Development of a novel imaging system for cell therapy in the brain

Maria-Adelaide Micci, Debbie R. Boone, Margaret A. Parsley, Jingna Wei, Igor Patrikeev, Massoud Motamedi, Helen L. Hellmich

Stem cells have been evaluated as a potential therapeutic approach for several neurological disorders of the central and peripheral nervous system as well as for traumatic brain and spinal cord injury. Currently, the lack of a reliable and safe method to accurately and non-invasively locate the site of implantation and track the migration of stem cells in vivo hampers the development of stem cell therapy and its clinical application. In this report, we present data that demonstrate the feasibility of using the human sodium-iodide symporter (hNIS) as a reporter gene for tracking neural stem cell (NSC) after transplantation in the brain using SPECT/CT imaging. Neural stem cells were isolated from the hippocampus of adult rats (Hipp-NSC) and transduced with a lentiviral vector containing the hNIS gene. Hipp-NSC expressing the hNIS (NIS-Hipp-NSC) were characterized in vitro and in vivo after transplantation in the rat brain and imaged using technetium 99 m ((99m)Tc) and a small rodent SPECT/CT apparatus.
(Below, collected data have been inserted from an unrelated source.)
Issue #6260, opened 2026-06-16
Unable to add extensions to TrackEvent proto from UI extension server


carlscabgro:
I am unable to add extensions to the TrackEvent proto using an UI ExtensionServer that serves proto descriptors.

The proto descriptors sent by the ExtensionServer are applied to the descriptor data base before the TrackEvent descriptor has been added. Thus the parsing code will fail as it will be unable to find the proto definition for TrackEvent when parsing the extension fields in the descriptor. Sending the TrackEvent proto descriptor does not quite work either as the TraceProcessor initialisation will fail when adding the real TrackEvent descriptor (because one already exists).

I can see two options to fix this. Either do the processing of server extensions at the very end (seems fairly easy). Or delay name resolution of referenced protos in descriptors to the very end (probably trickier to implement). Is there a third approach?

Happy to send PRs your way if you tell me what approach you prefer.

LalitMaganti:
UI extensions should be processed by TP at the very end after baked in extensions. This is a bug. Yes please do send a PR for this if this a simple change! Otherwise let me know and I can look.

carlscabgro:
I have uploaded https://github.com/google/perfetto/pull/6528 to show this issue in action.

Note this test crashes, because the registry is left in a bad state because parsing the slim_descriptor fails, which means any further descriptor addition to the pool fails (silently). When we get to add the trace_summary descriptor the failure is CHECKED and thus the test crashed. But as I said, the original problem happens much earlier.

LalitMaganti:
Looking at the PR, I have a few thoughts:
1) longer term I need to work out a hierarchy of exactly what should happen when with respect to descriptor handling and write it down
2) for now we should simply defer extension server descriptors at the same time the track event module code runs as that will trivial solve the problem.

carlscabgro:
> 2. for now we should simply defer extension server descriptors at the same time the track event module code runs as that will trivial solve the problem.

IIRC trace_event descriptors are added as part of the reader initialisation (ProtoTraceReader) and this happens when a proto trace is detected (not sure additional descriptors are only needed for proto traces) + you would need to wire the descriptors from the config down to the reader.
If this is acceptable I can update the PR accordingly.

LalitMaganti:
Yes that's fine we should do that.

LalitMaganti:
https://github.com/google/perfetto/pull/6528 has landed.

PR #6528, opened 2026-07-06
tp: Defer parsing of extra descriptors until TrackEvent descriptors have been registered

carlscabgro:
# What
Defer parsing of extra descriptors until TrackEvent descriptors have been registered. This is an intermediate fix until we work out a hierarchy of exactly what should happen when with respect to descriptor handling.

# Why 
#6260 
- Extension descriptors are processed before the TrackEvent descriptor
- Descriptor processing skips allready processed files
- TrackEvent descriptor is added with merge=false

This means that in order to add a new extension descriptor, you need to also pass the TrackEvent description in the same FileSet. This means that when the "real" TrackEvent is added to the pool it is skipped, because the "track_event.proto" file has been already processed. So we might have a newer or (worse) older proto definition loaded. If the extension descriptor were to ship a stripped version fo the TrackEvent (with a dummy file name and defining only the extension range) once the real TrackEvent descriptor is added (no file name match this time) we get an error because the TrackEvent is already defined and it is being added with merge=false.


carlscabgro:
@LalitMaganti This is the test that shows the issue I mentioned in #6260. Lets discuss on the issue if this is really an issue and if so what is the best way to fix it.

carlscabgro:
@LalitMaganti PTAL

LalitMaganti (approved):

src/trace_processor/importers/proto/proto_trace_reader.cc
```diff
@@ -206,6 +206,15 @@ ProtoTraceReader::ProtoTraceReader(TraceProcessorContext* ctx,
   if (context_->register_additional_proto_modules) {
     context_->register_additional_proto_modules(&module_context_, context_);
   }
+  // This needs to happen after the TrackEvent descriptors have been registered,
+  // which happens in one of the modules.∫ (See
```
sashwinbalaji: ∫ is this intended ?

src/trace_processor/importers/proto/proto_trace_reader.cc
```diff
@@ -206,6 +206,15 @@ ProtoTraceReader::ProtoTraceReader(TraceProcessorContext* ctx,
...
+  // https://github.com/google/perfetto/issues/6260)
+  for (const std::string& raw_bytes :
+       context_->config.extra_parsing_descriptors) {
+    context_->descriptor_pool_->AddFromFileDescriptorSet(
```
sashwinbalaji: 1) can we add a dcheck to esnure track_event descriptors are loaded
2) should we check the return status of AddFromFileDescriptorSet?

sashwinbalaji (approved):

src/trace_processor/importers/proto/proto_trace_reader.cc
carlscabgro: > 1. can we add a dcheck to ensure track_event descriptors are loaded
Sure, will do
> 2. should we check the return status of AddFromFileDescriptorSet?
We could add a new stats to track failed descriptor parsing or some sort of error logging. Currently you will just see stat errors for not being able to parse track event extensions but the real problem happened here. thoughts?

carlscabgro: I could also use `ImportLogsTracker::RecordAnalysisError` to record the actual error.(Not really an import error  but AFAIK there is no general error logging mechanism right?

carlscabgro: I was trying this out, and I realised that there is no way to pass extra_parsing_descriptors from the command line. I am tempted to add a command line flag to TP `--add-extra-parsing-descriptors` WDYT?

LalitMaganti: Could we make it a dev flag instead? I don't think it makes sense for anyone except as a dev flag.

carlscabgro: Sure, but extra_parsing_descriptors and dev_flags are both members of the Config object, so you will have the same info in two places. I'll update the PR with all the changes and lets discuss based on that.

LalitMaganti: I think that's fine - I've done that with other things already. See for example the tokenize_only dev flag for example.

carlscabgro: PTAL

src/trace_processor/importers/proto/proto_trace_reader.cc
```diff
@@ -206,6 +206,26 @@ ProtoTraceReader::ProtoTraceReader(TraceProcessorContext* ctx,
   if (context_->register_additional_proto_modules) {
     context_->register_additional_proto_modules(&module_context_, context_);
   }
+  // This needs to happen after the TrackEvent descriptors have been registered,
+  // which happens in one of the modules. (See
+  // https://github.com/google/perfetto/issues/6260)
+  PERFETTO_DCHECK(context_->descriptor_pool_->FindDescriptorIdx(
+      ".perfetto.protos.TrackEvent"));
```
LalitMaganti: I don't think this is adding much. Please remove.

LalitMaganti (approved):

src/trace_processor/importers/proto/proto_trace_reader.cc
carlscabgro: Done!

LalitMaganti (approved):

LalitMaganti (approved):

carlscabgro:
Could that be a flaky test?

Comparisons were made between Hipp-NSC and NIS-Hipp-NSC, and statistical analysis was performed using two-tailed Student's t test. Our results show that the expression of the hNIS allows for the repeated visualization of NSC in vivo in the brain using SPECT/CT imaging and it does not affect the ability of Hipp-NSC to generate neuronal and glial cells in vitro and in vivo. These data support the use of the hNIS as a reporter gene for non-invasive imaging of NSC in the brain. The repeated, non-invasive tracking of implanted cells will accelerate the development of effective stem cell therapies for TBI and other types of central nervous system injury.